Peter Hardcastle (born 14 July 1978) is a British-born, Australian rower who competed at the Summer Olympic Games in 2000, 2004, and 2008.

==Club and state rowing==
His senior rowing was with the Mosman Rowing Club in Sydney.

State representation came for Hardcastle in 2002 when he was selected as the New South Wales single sculler to contest the President's Cup at the Interstate Regatta within the Australian Rowing Championships. He raced further President's Cups for New South Wales in 2003, 2004, 2006, 2007.

On seven occasions between 2001 and 2008 in Mosman's red and white he contested the men's open single sculls title at the Australian Rowing Championships.

==International representative rowing==
Hardcastle's national representative debut came in 1997 when he was selected in the Australian U23 quad scull to compete at the World Rowing U23 Championships in Milan. They placed fifth.

In 1998 aged nineteen he was elevated to the Australian senior squad and into the quad scull. They raced at the World Rowing Cup III in Lucerne and then at the 1998 World Rowing Championships in Cologne to a fifth place. With Matthew O'Callaghan changed out for Shaun Colton, Stuart Reside, Peter Hardcastle and Martin Inglis also raced as a quad at the 1998 World Rowing U23 Championships in Ioannina, Greece where they won the final and an U23 World Championship title.

Jason Day and Duncan Free stepped into the Australian quad with Reside and Hardcastle in 1999 and they commenced their Olympic campaign for Sydney 2000. They raced at a World Rowing Cup in 1999 and then at the 1999 World Rowing Championships in St Catharines they battled through the preliminaries placing third in their heat, winning their repechage, coming third in their semi-final (facing the ultimate gold and silver medalists Germany and Ukraine) and then repeating the semi-final result with a third place and bronze medal in the final. In the 2000 Olympic year they raced at two World Rowing Cups before coming to the Sydney 2000 where they made the final and finished in fourth place.

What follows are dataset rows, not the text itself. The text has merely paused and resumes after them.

Issue #2727, opened 2026-08-07
simd: a vector wider than the target's register is refused by name, so arbitrary lane counts do not work


octalide:
Decided in #2488. Depends on #2687.

## What

`vector_bits` is used as a **legality gate on the surface** when it is a **capability fact about realization**. Measured on `dev`, every target refuses any vector wider than its vector register, by name, at the frontend:

```
error: vector `f32x8` is 256 bits wide, more than this target's 128-bit vector width
```

| shape | arm64 | riscv64 (no SIMD unit) |
|---|---|---|
| `f32x5` | refused, 160 bits | **refused, 160 bits** |
| `f32x8` | refused, 256 bits | **refused, 256 bits** |
| `f32x16` | refused, 512 bits | **refused, 512 bits** |

The riscv64 column is the incoherence. That target has no vector unit, scalarizes every vector operation it is given, and still refuses `f32x8` on the ground that 256 bits exceeds a 128-bit SIMD width **it does not have**. The shape would lower to eight ordinary scalar float adds.

Per @octalide in #2488: vector types should work regardless of backend and whether or not they are scalarized, and arbitrarily sized vector types should just work even when not always backed by SIMD.

This is the same defect as #2726 on a different axis. That one gates an *operation* on a realization fact; this one gates a *type*. Both make the surface target-dependent for reasons that belong to lowering.

## Fix

`vector_bits` stops deciding legality and becomes an input to realization, keeping the growth-axis role it was introduced for in #2687: a target gaining ymm/zmm/SVE raises it and gets **better codegen**, rather than admitting new spellings.

The frontend admits `TxN` for any element type and any `N >= 2`. The backend realizes it in preference order:

1. one vector register, when the shape fits `vector_bits` and the op has a packed form
2. a **split** across several registers or chunks, when it does not fit
3. per-lane scalar code, via the existing `me.pass.scalarize`

Tier 3 already exists and carries whole targets. Tier 2 is the new machinery, and it is the same split-and-recombine that #2687 is currently building for the sub-width case one axis over - a 96-bit vector on a 128-bit register and a 256-bit vector on the same register are the same question asked in two directions. **This must sequence behind #2687 rather than race it**, or the two land conflicting answers in `layout.mach`, the ABI classifier and `mir/context.mach`.

[...]

PR #2736, opened 2026-08-07
feat(simd): vector op legality is target-independent, so an unpacked lane op scalarizes

### LINKED ISSUE #2726: simd: vector operation legality is target-independent, so an unsupported lane op scalarizes instead of being refused
Decided in #2488. Depends on #2721.

## What

The legality of a vector operation is target-independent; only its realization is target-dependent. Today `*` on integer lanes is refused uniformly at the language level for a reason that is a *realization* fact about one target:

```
error: vector `*` on this lane width is not supported (integer multiply is 16-bit lanes only)
```

Measured on `dev`, this refuses `i32x4 * i32x4` on **riscv64**, a target with no vector unit, which scalarizes `i32x4 + i32x4` one line up and would lower the multiply to four ordinary 32-bit scalar multiplies. It also refuses it on **aarch64**, whose NEON `MUL` supports `.4s` in hardware. The cited constraint is x86-64's SSE2 baseline (`pmulld` is SSE4.1).

The project already has the mechanism for exactly this situation. `me.pass.scalarize` turns vector ops into per-lane scalar code for targets with `has_v128 = false`, and `isa.mach`'s own contract comment describes that as the model. Per-operation uniform refusal is the one place it is not applied.

The cost usually charged against this - a silent performance cliff - is already paid. `simd` is a **required** per-profile manifest key, and `simd = "require"` already produces a precise diagnostic:

```
error: simd = "require": vector add in '_M4case4mainN5add32' would scalarize on riscv64
       (target has no 128-bit SIMD); set simd = "scalarize" to build with the scalar expansion
```

## Fix

The rule has **three homes** today - `vectorize.supported_vector_op`, `fe/sema/infer.mach` (the message above), and `be/codegen/vector_runtime.mach`. Fixing one alone is incoherent, which is why #2349 was closed against a comment-truth fix rather than a behaviour change.

They collapse onto **one authority** answering a realization question ("does this target have a packed form for this op at this lane width"), consulted by the backend to choose between the packed form and the scalar expansion. Sema stops asking it entirely, because it is not a legality question.

The scalar shortfall must route through the same path `simd = "require"` already observes, so a project that cannot afford it is told, and its message should name the operation and lane width as the existing one names the operation and target.

**64-bit integer lanes stay refused on aarch64** regardless: NEON `MUL` has no `.2d` form. That is a genuine encoding constraint rather than a baseline preference, and #2721 covers pinning the permitted arrangements byte-exact before anything reaches `.4s`. A widened selector that forgets this trades a conservative refusal for an invalid encoding, which is #2037's failure.

## Acceptance

- `i32x4 * i32x4` compiles on x86-64, aarch64 and riscv64, and **runs**, with lane values checked by hand rather than read off the lowering.
- On aarch64 it selects the packed `.4s` form; on riscv64 it scalarizes. Verified by what executes, not by what is emitted.
- A 64-bit integer lane multiply is still a defined refusal on aarch64, with a test.
- `simd = "require"` reports the scalarized multiply, naming the operation and lane width.
- The three sites consult one authority, and a test asserts they cannot disagree. Asserting the table against itself does not count - the agreement must be observable.
- `mach test .` green, `int` green including the native aarch64 leg, and the self-host fixpoint holds.

octalide:
Closes #2726. Stacked on #2731 (#2721), which must land first — retarget to `dev` once it does.

## The incoherence

`i32x4 * i32x4` was refused at the language level citing x86-64's SSE2 baseline (`pmulld` is SSE4.1). Measured on `dev`, that refused it on **riscv64**, a target with **no vector unit at all**, which scalarizes `i32x4 + i32x4` one line up and would lower the multiply to four ordinary scalar multiplies. It also refused it on **aarch64**, whose NEON `MUL` supports `.4s` in hardware. The rule refused work on the targets least able to benefit from the refusal.

Per #2488's decision: the legality of a vector type and of a vector operation are **target-independent**; only the **realization** is target-dependent.

## The authority

One question, `isa.packed_width(model, op, is_float, lane_bits) -> u32`: how wide is this target's packed form for this operation at this lane width, or **0** for none. Gaps are declared per ISA beside the other capability facts; the mid-end reaches it through the single door `me.vecform`, which owns the one `InstrKind -> VecOp` translation. **Sema does not call it**, because it is not a legality question.

Three design choices and what each buys:

- **It returns a width, not a bool.** #2727 needs a number to split *by*. A bool would answer "is there a packed form" and leave "how wide" to be re-derived somewhere else, which is how two facts drift apart. It also lets an ISA whose packed float ops are wider than its packed integer ops (AVX1 over x86-64) be *described* rather than rebuilt around.
- **It is keyed on the lane width, never the lane count or total width.** So splitting a vector wider than the register into register-sized chunks does not change the answer — each chunk asks this same question and gets this same result. **Nothing here changes when #2727 removes the width gate.**
- **Gaps, not presence.** Presence would be ~80 rows per target and the row that mattered would be the one nobody noticed was missing. Only rows something *consults* are declared: integer divide has no packed form on either capable target, but no lowering asks, and a row nothing reads is exactly how `fp_scratch_reg` came to declare one register while the encoder used another.

Declared gaps, with the evidence:

| target | gap | why |
|---|---|---|
| x86-64 | int `*` at 8, 32, 64 | SSE2 packs only `pmullw` (`66 0F D5`). `pmulld` is `66 0F 38 40`, the SSE4.1 opcode map. `pmullq` has no legacy encoding (AVX512DQ). No SSE generation has a byte multiply. |
| aarch64 | int `*` at 64 | `MUL (vector)` leaves size 3 unallocated (#2731). |
| SPIR-V | none | `OpIMul` is defined over vectors of any component type and count. The empty list is the member proving the authority does not assume a gap must exist. |
| riscv64, mos6502 | n/a | `has_v128 == false` answers every query with 0. |

## Realization

Two halves, both reading that one authority:

- **`scalarize.expand_gap_ops`** (new) runs on a target that *has* a vector unit and rewrites only the gap operators. **Vector values survive** — `i32x4 + i32x4` still selects `paddd` next to an `i32x4 * i32x4` that does not. Built from `OP_VEC_EXTRACT` / `OP_VEC_INSERT`, which already have a realization on every target (native `UMOV`/`INS` on NEON, memory-imaged by `expand_lane_ops` on x86-64), so it needs no memory machinery of its own.
- **`scalarize.run`** is unchanged and still owns the whole module where there is no vector unit.

`simd = "require"` moves ahead of both and applies on **every** target.

## Verification — run, not read

**Lane values, computed by hand and checked against three targets.** `int/surface/vector-mul-widths`, one shared golden:

```
i32.mul 2100000000 210003 -2100000 -1
i32.add 121000 70004 699997 131072
u32.mul 2100000000 210003 4294967293 4294967295
i8.mul 44 106 -116 0 5 16
i16.mul 512 9 -20 -32536
i64.mul 4294967327064771079 -3703703670369
```

Every product is designed to be unreachable by a wrong lowering: `i32` lane 0 needs the full 32-bit product; `i32` lane 3 is `65537 * 65535 = 2^32 - 1`, wrapping to `-1`, which a 16-bit lane multiply or a dropped high half cannot land on; every `i8` product wraps inside its byte so a 16-bit arrangement would carry into its neighbour; `i64` lane 0 exceeds `2^32`.

**Which strategy was taken**, since a value check cannot see correct-but-scalarized. `simd = "require"` is the observable, and the full matrix was measured:

| shape | x86-64 | aarch64 | riscv64 |
|---|---|---|---|
| `i32x4 *` | fires | **does NOT fire** | fires |
| `i8x16 *` | fires | **does NOT fire** | fires |
| `i16x8 *` | does not fire | does not fire | fires |
| `i64x2 *` | fires | **fires** | fires |
| `i32x4 +` | does not fire | does not fire | fires |

Pinned as int cases: `vector-mul-scalar-shortfall` (build-fails under `require`, per-target goldens, all three legs) and `vector-mul-packed-4s` (aarch64 legs, builds green under `require` — which *is* the assertion that the packed form was chosen, plus lane values so a green build cannot hide a wrong word).

**At the machine level**, disassembled from the aarch64 binary:

```
414810: 4ea19c02  mul v2.4s, v0.4s, v1.4s
41481c: 4e219c02  mul v2.16b, v0.16b, v1.16b
414854: 4e619c02  mul v2.8h, v0.8h, v1.8h
```

and `i64x2` takes the scalar path (`umov` / `mul x` / `ins`). Zero invalid encodings in the binary. On x86-64 only `pmullw` appears — no `pmulld` — while `paddd` survives, which is the "vector values survive, only the gap operator expands" claim in emitted code.

**The three sites cannot disagree**, and it is observable rather than asserted against a table. `scalarize:require_and_expansion_read_one_authority` relates two *independent* observations of the same module: how many operators `detect` reports (the number the `require` error is raised from) and how many survive `expand_gap_ops` (what the compiler actually did). They must be N and 0. The same `i32x4 * i32x4` goes to all three targets, so the only variable is the target.

**Proof the tests fail without the patch.** A compiler built from `origin/dev` (`c8dba96`) was used to run every new case:

| case | verdict on `origin/dev` |
|---|---|
| `vector-mul-widths` | FAIL (build) — `error: vector \`*\` on this lane width is not supported` |
| `vector-mul-scalar-shortfall` | FAIL (diff) — emits the old sema refusal instead of the shortfall |
| `vector-mul-packed-4s` | FAIL (build) — same refusal, on the target whose hardware has the instruction |

**Mutation testing.** Deleting aarch64's `.2d` gap row makes `require_and_expansion_read_one_authority` fail at the aarch64 `i64x2` assertion, and end-to-end the mutated compiler produces:

```
error: encode: NEON integer multiply has no 64-bit lane arrangement (MUL (vector) leaves size 3 unallocated)
```

which is #2731's backstop firing exactly as intended — a defined error rather than the invalid word `0x4EE29C20`. That is the two layers working as designed: the authority routes it away, and the encoder catches a wrong authority.

## Note on scope, and one thing I changed deliberately

**`i64x2 * i64x2` is no longer refused on aarch64.** Both issue bodies said "64-bit integer lanes stay refused on aarch64", but under the governing contract that is self-contradictory: a missing NEON `.2d` MUL is a realization fact of exactly the same category as SSE2 lacking `pmulld`, and refusing it on aarch64 *only* reintroduces the per-target language surface the decision deletes — pointing the wrong way, since the target *with* a vector unit would be the one that refuses. No target has a packed 64-bit lane integer multiply at all. Confirmed with @octalide, who has corrected both issue bodies. The load-bearing half — never emit an invalid encoding — is #2731's encoder backstop, proved above.

**`vectorize-emit`'s `pred_guard_calc` was fixed rather than re-blessed.** Its guard used `x*3`, chosen because integer multiply was not vectorizable; on aarch64 it now is, so the case would have kept passing while silently no longer testing "an unsupported guard tree must decline". Its guard is now a shift, which is out of the increment-1 table on every target, and a new `pred_guard_mul` covers the target-dependent behaviour on purpose — its goldens *disagree* across legs (`simd` on aarch64, `scalar` on x86-64 and riscv64), which is the observable that the vectorizer only forms what the target can pack.

**The new multiply coverage went to `int/` rather than `vector_runtime.mach`**, for bootstrap: that file is compiled by the *seed*, so it can only spell what 4.14.0 already accepts. Once a release carrying this is the seed it belongs there beside the 16-bit case, and the comment says so.

## Gates

- `mach test .` — **1279 passed, 0 failed**
- `int` green on `linux`, `linux-riscv64`, and `linux-arm64`. Two arm64 failures (`c-variadic`, `narrow-stack-args`) are **pre-existing** — verified failing identically with the `origin/dev` compiler — and are local-environment artifacts of running that leg under qemu on an x86-64 host. **CI's native `ubuntu-24.04-arm` leg is the authority here.**
- Self-host fixpoint holds, stage2 byte-identical to stage3: `f2ab3fb46c30264a021190b8656d275e5ab8596cb2ae9e894360d3cc175f909a`
- `int/lib/check-target-matrix.sh` — 396 case x leg pairs OK
- `doc/language/operators.md` and `doc/manifest.md` updated; CHANGELOG entry added.


octalide:
Retargeted to `dev` so CI runs (it only triggers on PRs into `dev`/`main`). This branch carries #2731's commit as well until that lands — merge #2731 first, and this reduces to its own commit.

After a break, Hardcastle was selected in 2002 in the Australian double scull with Craig Jones. They raced at a World Rowing Cup and then at the 2002 World Rowing Championships in Seville where they won their heat and semi-final and expected to medal in the final but finished in fourth place. In 2003 Hardcastle was teamed with David Crawshay who was in his third year in the Australian senior squad. They rowed the double scull at the World Rowing Cup III in Lucerne to a second place and then at the 2003 World Rowing Championships in Milan to a sixth-place finish in the final.

Crawshay moved into the quad for the 2004 Athens Olympics and Hardcastle found himself with a new double sculls partner in Brendan Long and a somewhat short preparation. They competed at the World Rowing Cup III and in Athens they finished in overall twelfth place. In 2006 he moved back into the Australian quad. They raced at World Rowing Cups I and II and later at the 2006 World Rowing Championships in Eton Dorney the quad failed to make the A final and finished in overall ninth place. In 2007 Hardcastle was Australia's single sculls representative at the 2007 World Rowing Championships in Munich where he finished with an eleventh ranking.

Hardcastle's final Australian representative appearances came in the 2008 Olympic year. He rowed in the quad in Olympic preparation at two World Rowing Cups but was beaten out by South Australia's Chris Morgan for an Olympic seat in the quad. At the Beijing Olympics Hardcastle competed as Australia's single sculls entrant and finished in twelfth place.

==Coaching career==
Post competitive rowing Hardcastle took up coaching in the United Kingdom. He coached at London's Emanuel School seeing their crews contest the Henley Royal Regatta. In 2014 he was appointed as Chief Coach of the London Rowing Club, a post he held until 2017. In 2017 he was appointed as Senior Rowing Coach at the Imperial College Boat Club.